CIVITAVECCHIA – Il primo giorno di controlli degli ispettori ambientali a Civitavecchia restituisce un quadro tutt’altro che incoraggiante. Le verifiche, iniziate alle 5 del mattino, si sono concentrate in una zona di Campo dell’Oro, dove nella giornata era previsto il conferimento della plastica. E il dato emerso dai primi controlli è pesante: nel 60% dei casi sono state riscontrate irregolarità che, a regime, potrebbero comportare una sanzione per il singolo cittadino o per il condominio.
A raccontare l’esito della prima giornata è l’assessore all’Ambiente Stefano Giannini, che non usa mezzi termini nel descrivere ciò che gli ispettori hanno trovato durante le verifiche.
“Abbiamo trovato una situazione sul rispetto delle regole che va, in buona parte, ricostruita”, spiega Giannini.
Tra i casi contestati ci sono rifiuti indifferenziati conferiti al posto della plastica, sacchi neri nei quali erano stati gettati insieme carta, vetro e altri materiali. Ma non solo. Accanto ai carrellati sono stati trovati anche oggetti completamente estranei alla raccolta prevista, come bambole e ferri da stiro.
Il dato più significativo resta però quello delle irregolarità riscontrate: sei casi su dieci, secondo quanto riferito dall’assessore, sarebbero stati potenzialmente sanzionabili.
Per il momento, però, niente multe. L’amministrazione ha scelto di utilizzare il primo mese soprattutto come fase di informazione e sensibilizzazione.
“Quelle sanzioni oggi non arriveranno. Vogliamo dare a tutti il tempo e gli strumenti per comprendere le regole e correggere comportamenti che, in alcuni casi, derivano anche da abitudini consolidate nel tempo”, chiarisce Giannini.

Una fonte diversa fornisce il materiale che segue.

PR #469, opened 2020-10-28
Return cumulative dispatch weight of messages from the `messageLane_proveMessages`

### LINKED ISSUE #468: Change `messageLane_proveMessages` to return cumulative dispatch weights of messages
required for #399

(most probably will make PR for this today)

svyatonik:
...and also implement `InboundLaneApi`/`OutboundLaneApi` for Millau and Rialto runtimes. Apparently that's another missing component from #399 :)

closes #468


bin/rialto/runtime/src/lib.rs
```diff
@@ -463,7 +464,7 @@ construct_runtime!(
 		BridgeKovanCurrencyExchange: pallet_bridge_currency_exchange::<Instance2>::{Module, Call},
 		BridgeMillau: pallet_substrate_bridge::{Module, Call, Storage, Config<T>},
 		BridgeCallDispatch: pallet_bridge_call_dispatch::{Module, Event<T>},
-		BridgeMillauMessageLane: pallet_message_lane::{Module, Call, Event<T>},
+		BridgeRialtoMessageLane: pallet_message_lane::{Module, Call, Event<T>},
```
tomusdrw, line 467: Why do we have `BridgeRialto` in the `rialto` runtime? I thought we would rather have `Millau` here, no? (we do have `BridgeMillau` for instance)

primitives/message-lane/src/lib.rs
```diff
@@ -126,6 +126,8 @@ impl Default for OutboundLaneData {
 decl_runtime_apis! {
 	/// Outbound message lane API.
 	pub trait OutboundLaneApi {
+		/// Returns dispatch weight of all messages in given inclusive range.
+		fn messages_dispatch_weight(lane: LaneId, begin: MessageNonce, end: MessageNonce) -> Weight;
```
tomusdrw, line 130: So the relayer will have some strategy of bin-searching the right nonce range to make sure it fits in a single transaction, right?

tomusdrw (approved):
lgtm!

bin/rialto/runtime/src/lib.rs
svyatonik: I can't say why I've changed that :/

primitives/message-lane/src/lib.rs
svyatonik: Something like that, right

tomusdrw (approved):

HCastano (approved):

Ma la tregua ha una scadenza precisa. Dal prossimo mese il sistema entrerà progressivamente nella fase operativa vera e propria, con l’applicazione delle sanzioni nei casi in cui le irregolarità continueranno a essere riscontrate.
“Dal prossimo mese, però, la fase di accompagnamento lascerà progressivamente spazio all’applicazione delle sanzioni: le stesse situazioni riscontrate oggi non potranno più essere tollerate”, avverte l’assessore.
Una stretta che, nelle intenzioni dell’amministrazione, non nasce dalla volontà di fare cassa attraverso le multe. Il tema, spiega Giannini, riguarda soprattutto il funzionamento del servizio e i costi che ricadono sui cittadini.
“Non vogliamo fare cassa con le multe. Vogliamo una città più pulita e una raccolta differenziata che funzioni meglio”, sottolinea.
E c’è anche un’altra questione, ancora più concreta per famiglie e attività: la TARI. Una quantità elevata di rifiuto indifferenziato, secondo l’assessore, incide infatti sui costi complessivi della gestione dei rifiuti e quindi anche sulla tassa pagata dai cittadini.
“Differenziare meglio significa ridurre progressivamente questi costi e creare le condizioni perché, insieme a una gestione più efficiente del servizio, si possa arrivare a pagare meno”, afferma Giannini.
L’obiettivo dichiarato, quindi, non è soltanto quello di contrastare l’abbandono o il conferimento errato dei rifiuti, ma provare a intervenire anche sulla spesa complessiva del sistema.
Il percorso indicato dall’amministrazione è graduale: prima informazione, poi sensibilizzazione e controlli e, quando necessario, sanzioni.
“Perché rispettare le regole della raccolta differenziata significa avere una città più pulita, ma anche spendere meglio e provare a pagare meno”, conclude l’assessore all’Ambiente.
Giannini ha infine ringraziato l’Associazione degli Ispettori Ambientali e CSP per il lavoro svolto e per la collaborazione nella prima giornata di controlli.